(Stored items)

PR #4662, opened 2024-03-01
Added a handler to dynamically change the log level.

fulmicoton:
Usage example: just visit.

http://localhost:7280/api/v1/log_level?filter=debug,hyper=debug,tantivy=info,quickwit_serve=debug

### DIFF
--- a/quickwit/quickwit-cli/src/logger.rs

---

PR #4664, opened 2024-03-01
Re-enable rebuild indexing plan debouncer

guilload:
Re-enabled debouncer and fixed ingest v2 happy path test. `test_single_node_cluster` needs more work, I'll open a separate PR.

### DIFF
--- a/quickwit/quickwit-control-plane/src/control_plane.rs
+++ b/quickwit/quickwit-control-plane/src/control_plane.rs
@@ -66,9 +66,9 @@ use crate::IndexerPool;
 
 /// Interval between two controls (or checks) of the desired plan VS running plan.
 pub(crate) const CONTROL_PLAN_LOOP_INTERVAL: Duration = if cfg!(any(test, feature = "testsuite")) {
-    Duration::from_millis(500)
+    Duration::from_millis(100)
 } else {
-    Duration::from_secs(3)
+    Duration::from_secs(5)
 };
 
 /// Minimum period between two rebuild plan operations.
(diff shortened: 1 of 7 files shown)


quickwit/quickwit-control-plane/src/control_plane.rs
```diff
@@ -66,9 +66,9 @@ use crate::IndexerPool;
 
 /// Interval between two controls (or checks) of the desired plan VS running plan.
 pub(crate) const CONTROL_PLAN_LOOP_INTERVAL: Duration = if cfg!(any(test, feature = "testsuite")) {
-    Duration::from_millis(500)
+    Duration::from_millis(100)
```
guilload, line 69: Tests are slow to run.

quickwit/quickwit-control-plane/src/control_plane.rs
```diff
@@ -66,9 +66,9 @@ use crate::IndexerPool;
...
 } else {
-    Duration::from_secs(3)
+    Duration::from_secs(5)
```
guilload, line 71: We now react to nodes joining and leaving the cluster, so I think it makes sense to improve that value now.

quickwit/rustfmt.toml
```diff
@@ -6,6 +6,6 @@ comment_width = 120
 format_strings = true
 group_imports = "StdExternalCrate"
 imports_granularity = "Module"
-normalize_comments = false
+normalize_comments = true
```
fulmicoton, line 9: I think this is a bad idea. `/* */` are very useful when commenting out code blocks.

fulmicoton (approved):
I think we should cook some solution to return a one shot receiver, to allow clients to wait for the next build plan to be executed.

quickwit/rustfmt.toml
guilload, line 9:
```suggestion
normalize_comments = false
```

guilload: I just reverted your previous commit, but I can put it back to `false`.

---

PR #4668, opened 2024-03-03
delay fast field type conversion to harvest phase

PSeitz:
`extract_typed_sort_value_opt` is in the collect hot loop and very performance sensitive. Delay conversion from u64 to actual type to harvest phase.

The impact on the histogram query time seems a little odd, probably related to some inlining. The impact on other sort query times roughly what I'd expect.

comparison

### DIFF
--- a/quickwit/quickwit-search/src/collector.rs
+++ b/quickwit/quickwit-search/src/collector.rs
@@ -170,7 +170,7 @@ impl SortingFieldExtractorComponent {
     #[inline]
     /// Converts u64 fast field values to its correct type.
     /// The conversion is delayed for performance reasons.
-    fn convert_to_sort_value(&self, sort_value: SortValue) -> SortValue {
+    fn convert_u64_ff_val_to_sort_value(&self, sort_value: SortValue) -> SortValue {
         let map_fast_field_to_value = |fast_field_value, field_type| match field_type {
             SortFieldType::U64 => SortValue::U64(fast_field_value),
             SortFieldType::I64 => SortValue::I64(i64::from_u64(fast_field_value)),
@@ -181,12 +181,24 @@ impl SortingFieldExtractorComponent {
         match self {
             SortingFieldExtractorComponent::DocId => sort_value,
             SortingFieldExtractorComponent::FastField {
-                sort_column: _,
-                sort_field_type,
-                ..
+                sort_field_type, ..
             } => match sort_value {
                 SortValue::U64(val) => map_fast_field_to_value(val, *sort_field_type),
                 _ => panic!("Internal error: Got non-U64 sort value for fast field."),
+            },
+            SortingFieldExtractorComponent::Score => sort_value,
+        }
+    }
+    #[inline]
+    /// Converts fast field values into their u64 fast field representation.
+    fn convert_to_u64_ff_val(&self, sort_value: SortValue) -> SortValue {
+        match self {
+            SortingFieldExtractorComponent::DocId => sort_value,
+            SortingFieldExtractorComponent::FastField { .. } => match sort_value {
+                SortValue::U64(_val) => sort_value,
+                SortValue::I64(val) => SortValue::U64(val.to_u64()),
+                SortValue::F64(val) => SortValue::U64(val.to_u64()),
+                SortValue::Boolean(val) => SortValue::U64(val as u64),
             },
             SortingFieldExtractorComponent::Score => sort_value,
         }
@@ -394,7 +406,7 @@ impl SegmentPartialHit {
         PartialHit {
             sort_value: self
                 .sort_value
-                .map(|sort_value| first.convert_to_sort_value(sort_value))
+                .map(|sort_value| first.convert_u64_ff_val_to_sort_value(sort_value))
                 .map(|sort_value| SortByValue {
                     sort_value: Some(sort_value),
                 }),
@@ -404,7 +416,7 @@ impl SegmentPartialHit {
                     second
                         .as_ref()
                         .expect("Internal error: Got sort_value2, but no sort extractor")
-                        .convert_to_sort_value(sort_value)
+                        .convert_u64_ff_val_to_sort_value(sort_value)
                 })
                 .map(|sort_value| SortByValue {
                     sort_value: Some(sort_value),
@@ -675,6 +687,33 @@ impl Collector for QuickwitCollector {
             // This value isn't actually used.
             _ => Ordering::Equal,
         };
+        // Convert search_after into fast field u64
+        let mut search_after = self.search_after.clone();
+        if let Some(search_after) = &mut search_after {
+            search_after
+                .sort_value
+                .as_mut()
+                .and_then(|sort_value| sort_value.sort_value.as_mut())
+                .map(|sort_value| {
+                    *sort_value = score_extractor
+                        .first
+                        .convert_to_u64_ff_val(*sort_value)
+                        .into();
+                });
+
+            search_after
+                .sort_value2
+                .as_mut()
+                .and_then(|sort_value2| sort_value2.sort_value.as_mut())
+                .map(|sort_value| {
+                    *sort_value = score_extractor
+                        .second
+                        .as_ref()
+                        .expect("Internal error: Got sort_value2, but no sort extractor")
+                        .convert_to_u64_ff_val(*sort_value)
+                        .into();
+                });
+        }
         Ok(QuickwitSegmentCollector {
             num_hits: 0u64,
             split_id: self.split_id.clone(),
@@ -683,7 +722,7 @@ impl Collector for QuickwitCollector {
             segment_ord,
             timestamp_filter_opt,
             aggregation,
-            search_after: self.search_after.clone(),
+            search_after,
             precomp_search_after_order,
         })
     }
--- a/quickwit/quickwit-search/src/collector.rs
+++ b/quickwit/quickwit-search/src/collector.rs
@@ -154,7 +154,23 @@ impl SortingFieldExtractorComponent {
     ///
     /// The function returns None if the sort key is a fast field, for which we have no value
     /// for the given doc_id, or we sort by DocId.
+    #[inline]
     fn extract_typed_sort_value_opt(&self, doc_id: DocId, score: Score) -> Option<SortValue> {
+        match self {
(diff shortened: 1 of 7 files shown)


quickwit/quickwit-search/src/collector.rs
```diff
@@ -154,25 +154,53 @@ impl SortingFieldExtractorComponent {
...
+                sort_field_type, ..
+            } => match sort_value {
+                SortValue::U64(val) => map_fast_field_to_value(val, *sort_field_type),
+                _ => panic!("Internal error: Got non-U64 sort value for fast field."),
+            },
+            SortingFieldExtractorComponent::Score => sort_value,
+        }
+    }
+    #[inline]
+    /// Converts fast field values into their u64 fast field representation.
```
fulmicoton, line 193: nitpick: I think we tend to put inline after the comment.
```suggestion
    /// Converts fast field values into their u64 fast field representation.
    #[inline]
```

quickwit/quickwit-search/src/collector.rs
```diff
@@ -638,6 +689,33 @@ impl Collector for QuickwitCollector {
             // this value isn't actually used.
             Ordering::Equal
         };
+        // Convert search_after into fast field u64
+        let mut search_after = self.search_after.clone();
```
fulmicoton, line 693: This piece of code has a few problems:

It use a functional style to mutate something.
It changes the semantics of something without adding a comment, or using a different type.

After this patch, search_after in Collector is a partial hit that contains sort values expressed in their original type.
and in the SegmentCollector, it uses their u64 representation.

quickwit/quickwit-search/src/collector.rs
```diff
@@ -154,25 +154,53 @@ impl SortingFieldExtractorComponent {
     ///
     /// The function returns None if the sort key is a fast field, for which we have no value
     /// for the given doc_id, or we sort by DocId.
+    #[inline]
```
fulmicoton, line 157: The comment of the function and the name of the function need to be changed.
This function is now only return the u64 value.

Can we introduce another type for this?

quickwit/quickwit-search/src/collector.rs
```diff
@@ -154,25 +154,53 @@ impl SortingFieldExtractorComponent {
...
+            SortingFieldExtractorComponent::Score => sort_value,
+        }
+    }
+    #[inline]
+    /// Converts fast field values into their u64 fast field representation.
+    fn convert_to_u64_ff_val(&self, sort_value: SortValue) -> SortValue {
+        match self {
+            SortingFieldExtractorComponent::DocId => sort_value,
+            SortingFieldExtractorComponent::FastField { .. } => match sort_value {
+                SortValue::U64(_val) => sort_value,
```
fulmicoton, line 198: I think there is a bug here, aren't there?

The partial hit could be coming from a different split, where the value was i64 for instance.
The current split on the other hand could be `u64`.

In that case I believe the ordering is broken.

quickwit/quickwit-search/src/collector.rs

▶ _DIRECTIONS FOR THIS TASK_:
Whenever the word "QuickwitCollector" appears in a line above, copy that line.

▶ _RESPONSE BOX_:
@@ -675,6 +687,33 @@ impl Collector for QuickwitCollector {
@@ -683,7 +722,7 @@ impl Collector for QuickwitCollector {
@@ -638,6 +689,33 @@ impl Collector for QuickwitCollector {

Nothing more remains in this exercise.